Search code examples
rfixestmulticollinearity

Exclude Interacted variable to avoid colinearity dropping variables in FE regression (R)


I am running a regression such as the following:

library(fixest)
reg <- feols(data = df, outcome ~ interaction * (typeA + control1 + control2 + control3) + interaction * (typeB + control1 + control2 + control3) + interaction * (typeC + control1 + control2 + control3) + interaction * (typeD + control1 + control2 + control3) + interaction * (typeE + control1 + control2 + control3)| area + year, vcov = "Cluster")

Where typeA-typeE are all mutually exclusive dummy variables. Essentially, they all form one large factor variable, split into their dummy components. All observations within the regression belong to one of these categories. The controls are continuous variables.

Running the regression consistently produces errors such as:

The variable 'interaction:typeB' has been removed because of collinearity (see $collin.var).

I tried recoding the dummy variables as one factor variable, but this merely changed the error to:

The variable 'interaction:cat_variable::typeB' has been removed because of collinearity (see $collin.var).

The typeX variables are not collinear with any of the controls, nor each other (they are mutually exclusive) but the interaction:typeX variable is definitionally collinear with the two variables it interacts.

I am therefore wondering, is it possible to exclude the interaction variable by itself to produce the regression and circumvent this collinearity? I need the estimates for all of the typeX interactions and their non-interacted estimates, with the exception of interaction:typeA, because typeA can never be interacted (interaction for all of TypeA's rows == 0). However, setting TypeA as the reference level did not prevent this error.

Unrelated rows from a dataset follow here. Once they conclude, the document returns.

PR #65, opened 2019-11-26
feat: inject environment setup into session

### LINKED ISSUE #64: Inject user preferences into the environment
# Description

Users want to be able to set up an environment configuration that moves with them. Examples of what may be in here include:
* .bashrc
* Jupyter font sizes

# Solution

Add code to the docker entrypoint that looks for a repo in gitlab that conforms to a naming convention which includes the user's name. If it is found, copy over and append the configuration files into the environment.

Document the process in the renku documentation.

rokroskar:
This PR adds an entrypoint to the base image that copies the contents of the files found in the user's `renku-env` repository in the gitlab instance. It takes the oauth token from the environment and uses it to clone the private `renku-env` repo. If the repo isn't there it fails silently. The contents of all the files in the `renku-env` repository are _appended_ to the corresponding files in `$HOME`.

This requires the user to set up a private `renku-env` repository and it should be documented in the main docs. 

To test, you may either launch an environment from https://renkulab.io/projects/1464/ or use the image `rrrrrok/singleuser:entrypoint` in your own project. 

closes #64

### DIFF
--- a/docker/base/Dockerfile
+++ b/docker/base/Dockerfile
@@ -36,6 +36,11 @@ RUN ln -s /usr/lib/x86_64-linux-musl/libc.so /lib/libc.musl-x86_64.so.1
 # install git-lfs
 RUN curl -s https://packagecloud.io/install/repositories/github/git-lfs/script.deb.sh | sudo bash && sudo apt-get install git-lfs=2.8.0
 
+# Add Tini
+ENV TINI_VERSION v0.18.0
+ADD https://github.com/krallin/tini/releases/download/${TINI_VERSION}/tini /tini
+RUN chmod +x /tini
+
 # switch to the notebook user
 USER $NB_USER
 
@@ -70,5 +75,8 @@ USER root
 RUN echo "$NB_USER ALL=(ALL) NOPASSWD:ALL" >> /etc/sudoers && \
     rm -rf /wheels
 USER $NB_USER
+
+COPY entrypoint.sh /entrypoint.sh
+ENTRYPOINT [ "/tini", "--", "/entrypoint.sh" ]
 
 CMD '/usr/local/bin/start-singleuser.sh'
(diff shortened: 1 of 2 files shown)


emmjab:
Just to be clear -- this is intended for things like settings in `.bashrc` (i.e. emacs config?)

emmjab:
> The contents of all the files in the renku-env repository are appended to the corresponding files in $HOME.

The way I'm reading this -- `renku-env` should *just have env related files* (i.e. most of the default template stuff should be cleared out of the repo if it's created via renku)?

emmjab:
I tested in the following way & functionality seems to work:
1. Created private `renku-env` project, added a `.bashrc` with one line of contents:
```
alias helloworld="echo 'hello world'"
```
2. Created public `use-renku-env` project, updated the `FROM` line in the Dockerfile to: 
```
FROM rrrrrok/singleuser:entrypoint
```
3. Started a jupyterlab from `use-renku-env`, opened a terminal:
```
$ helloworld
hello world
```

rokroskar:
@emmjab thanks for having a look - yes, the `renku-env` project _should not be a renku project_ - alternatively, we could have a template for this? Not sure how the UI wants to handle it, one suggestion was to offer some UI elements to standardize the process.

rokroskar:
> I think the way it should work is to copy over, recursively, any folders that are defined in the repository. The appending to existing file behavior works well for certain files (like .bashrc), but might no work well for everything. I think we need to clarify that aspect and maybe make it a bit more precise (e.g., maybe it should only apply to bash dot files and a different way of resolving conflicts should apply elsewhere).

It's hard to see how to make some generic behavior to support all use cases. One option that comes to mind is to use something like the `manifest.yml` file we have in the templates. It could have sections to define specific behaviors. Something like:

```
copy: 
  - name: scripts
     dst: ${HOME}/my_scripts
append: 
  - .bashrc
```

This would copy `scripts` to `${HOME}/my_scripts` and append the contents of `.bashrc` to the existing one. 

The other thing that would be nice is to exclude the `renku_env` repo from the project listing in the UI. 
This would copy

PR #66, opened 2019-11-27
pinned jupyterlab version and added pip timeout

emmjab:
Hypothesizing why some of the matrix build is failing for these images.

### DIFF
--- a/docker/r/Dockerfile
+++ b/docker/r/Dockerfile
@@ -75,7 +75,7 @@ ARG JUPYTERHUB_VERSION=0.9.6
 RUN conda install --quiet --yes \
     'notebook=6.0.0' \
     "jupyterhub=${JUPYTERHUB_VERSION}" \
-    'jupyterlab=1.0.9' \
+    'jupyterlab=1.0.0' \
     'nodejs>=6.11.5' \
     conda-build && \
     conda build purge-all  && \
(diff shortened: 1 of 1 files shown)


docker/r/Dockerfile
```diff
@@ -87,7 +87,7 @@ RUN jupyter notebook --generate-config && \
     rm -rf /home/$NB_USER/.cache/yarn && \
     pip install -U --no-cache-dir pip wheel 
 
-RUN pip install --no-cache-dir \
+RUN pip install --no-cache-dir --default-timeout=50 \
         jupyter-rsession-proxy \
         jupyterlab==1.0.0 \
```
rokroskar: then maybe remove this line?

emmjab: just added that line. the default is 15.

rokroskar: I meant the `jupyterlab==1.0.0` part since it is set above in the conda install

emmjab: oh -- yeah. also the build failed because conda doesn't have that version ha.

rokroskar: maybe that's why I pinned it with `pip` :)

rokroskar: but you might as well take this opportunity to check if bumping the version works with all the extensions we use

If it is impossible to exclude the interaction term by itself, or if that would not fix the loss of estimates, is there another way to overcome this multicollinearity? The whole purpose of the regression is the interaction term by type, so the multicollinearity with the interaction term seems inherent. I would be grateful for all suggestions.

I regret that I cannot share code or sample data, as it is both too large and sensitive to share at present.


Solution

  • This can be solved by simply rewriting the equation as the following:

    library(fixest)
    reg <- feols(data = df, outcome ~ interaction:(typeB + control1 + control2 + control3) + interaction:(typeC + control1 + control2 + control3) + interaction:(typeD + control1 + control2 + control3) + interaction:(typeE + control1 + control2 + control3) + control1 + control2 + control3 | area + year, vcov = "Cluster")
    

    Where typeA as the reference category is automatically dropped and all estimates are thus marginal increases over the baseline typeA (where TypesB-E are all 0).

    All estimates are now produced and there is no collinearity, but the interaction effects are all maintained.